● **INSTRUCTIONS FOR THE TASK**: Exactly as written, transcribe the data that follows.

● **RECORDED INFORMATION**:

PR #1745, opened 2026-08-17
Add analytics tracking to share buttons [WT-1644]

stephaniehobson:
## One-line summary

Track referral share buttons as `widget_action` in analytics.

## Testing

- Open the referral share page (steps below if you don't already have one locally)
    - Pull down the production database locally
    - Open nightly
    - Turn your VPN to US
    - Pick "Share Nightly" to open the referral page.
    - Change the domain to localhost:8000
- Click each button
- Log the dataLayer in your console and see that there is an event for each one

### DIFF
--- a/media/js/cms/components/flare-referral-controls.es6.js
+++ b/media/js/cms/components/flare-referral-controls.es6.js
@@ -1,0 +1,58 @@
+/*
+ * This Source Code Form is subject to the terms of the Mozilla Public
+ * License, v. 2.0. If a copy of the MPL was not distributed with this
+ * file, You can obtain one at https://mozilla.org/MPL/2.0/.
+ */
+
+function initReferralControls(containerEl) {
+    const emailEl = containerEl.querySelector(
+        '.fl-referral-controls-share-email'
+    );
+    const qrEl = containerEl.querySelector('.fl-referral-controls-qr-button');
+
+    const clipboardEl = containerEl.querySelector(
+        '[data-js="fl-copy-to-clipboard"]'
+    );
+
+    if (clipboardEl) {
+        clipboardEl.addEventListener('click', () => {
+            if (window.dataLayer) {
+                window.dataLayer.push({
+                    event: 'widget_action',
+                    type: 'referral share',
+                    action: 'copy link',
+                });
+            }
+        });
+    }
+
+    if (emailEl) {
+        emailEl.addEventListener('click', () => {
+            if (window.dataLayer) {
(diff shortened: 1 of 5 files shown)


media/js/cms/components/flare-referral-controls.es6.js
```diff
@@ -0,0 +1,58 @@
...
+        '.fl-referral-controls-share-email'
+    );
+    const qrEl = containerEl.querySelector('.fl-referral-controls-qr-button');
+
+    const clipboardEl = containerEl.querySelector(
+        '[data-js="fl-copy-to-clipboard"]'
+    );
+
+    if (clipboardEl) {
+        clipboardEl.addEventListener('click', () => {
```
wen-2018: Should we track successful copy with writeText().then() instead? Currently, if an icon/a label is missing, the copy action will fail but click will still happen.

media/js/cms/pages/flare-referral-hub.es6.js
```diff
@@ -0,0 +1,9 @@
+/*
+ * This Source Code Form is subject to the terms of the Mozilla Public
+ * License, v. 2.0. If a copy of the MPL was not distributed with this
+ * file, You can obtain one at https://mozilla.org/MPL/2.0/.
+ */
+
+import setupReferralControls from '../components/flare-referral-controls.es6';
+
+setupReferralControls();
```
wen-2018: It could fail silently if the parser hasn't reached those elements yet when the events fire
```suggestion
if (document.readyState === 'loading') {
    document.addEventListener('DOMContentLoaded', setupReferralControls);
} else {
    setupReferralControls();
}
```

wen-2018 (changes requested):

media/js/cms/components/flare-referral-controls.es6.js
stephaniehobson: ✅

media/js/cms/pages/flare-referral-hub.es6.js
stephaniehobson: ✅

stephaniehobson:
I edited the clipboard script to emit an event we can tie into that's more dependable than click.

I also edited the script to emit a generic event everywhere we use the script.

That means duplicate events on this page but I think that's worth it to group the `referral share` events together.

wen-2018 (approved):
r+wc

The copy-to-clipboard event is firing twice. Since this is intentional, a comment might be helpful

● **RESPONSE BOX**:
PR #1745, opened 2026-08-17
Add analytics tracking to share buttons [WT-1644]

stephaniehobson:
## One-line summary

Track referral share buttons as `widget_action` in analytics.

## Testing

- Open the referral share page (steps below if you don't already have one locally)
    - Pull down the production database locally
    - Open nightly
    - Turn your VPN to US
    - Pick "Share Nightly" to open the referral page.
    - Change the domain to localhost:8000
- Click each button
- Log the dataLayer in your console and see that there is an event for each one

### DIFF
--- a/media/js/cms/components/flare-referral-controls.es6.js
+++ b/media/js/cms/components/flare-referral-controls.es6.js
@@ -1,0 +1,58 @@
+/*
+ * This Source Code Form is subject to the terms of the Mozilla Public
+ * License, v. 2.0. If a copy of the MPL was not distributed with this
+ * file, You can obtain one at https://mozilla.org/MPL/2.0/.
+ */
+
+function initReferralControls(containerEl) {
+    const emailEl = containerEl.querySelector(
+        '.fl-referral-controls-share-email'
+    );
+    const qrEl = containerEl.querySelector('.fl-referral-controls-qr-button');
+
+    const clipboardEl = containerEl.querySelector(
+        '[data-js="fl-copy-to-clipboard"]'
+    );
+
+    if (clipboardEl) {
+        clipboardEl.addEventListener('click', () => {
+            if (window.dataLayer) {
+                window.dataLayer.push({
+                    event: 'widget_action',
+                    type: 'referral share',
+                    action: 'copy link',
+                });
+            }
+        });
+    }
+
+    if (emailEl) {
+        emailEl.addEventListener('click', () => {
+            if (window.dataLayer) {
(diff shortened: 1 of 5 files shown)


media/js/cms/components/flare-referral-controls.es6.js
```diff
@@ -0,0 +1,58 @@
...
+        '.fl-referral-controls-share-email'
+    );
+    const qrEl = containerEl.querySelector('.fl-referral-controls-qr-button');
+
+    const clipboardEl = containerEl.querySelector(
+        '[data-js="fl-copy-to-clipboard"]'
+    );
+
+    if (clipboardEl) {
+        clipboardEl.addEventListener('click', () => {
```
wen-2018: Should we track successful copy with writeText().then() instead? Currently, if an icon/a label is missing, the copy action will fail but click will still happen.

media/js/cms/pages/flare-referral-hub.es6.js
```diff
@@ -0,0 +1,9 @@
+/*
+ * This Source Code Form is subject to the terms of the Mozilla Public
+ * License, v. 2.0. If a copy of the MPL was not distributed with this
+ * file, You can obtain one at https://mozilla.org/MPL/2.0/.
+ */
+
+import setupReferralControls from '../components/flare-referral-controls.es6';
+
+setupReferralControls();
```
wen-2018: It could fail silently if the parser hasn't reached those elements yet when the events fire
```suggestion
if (document.readyState === 'loading') {
    document.addEventListener('DOMContentLoaded', setupReferralControls);
} else {
    setupReferralControls();
}
```

wen-2018 (changes requested):

media/js/cms/components/flare-referral-controls.es6.js
stephaniehobson: ✅

media/js/cms/pages/flare-referral-hub.es6.js
stephaniehobson: ✅

stephaniehobson:
I edited the clipboard script to emit an event we can tie into that's more dependable than click.

I also edited the script to emit a generic event everywhere we use the script.

That means duplicate events on this page but I think that's worth it to group the `referral share` events together.

wen-2018 (approved):
r+wc

The copy-to-clipboard event is firing twice. Since this is intentional, a comment might be helpful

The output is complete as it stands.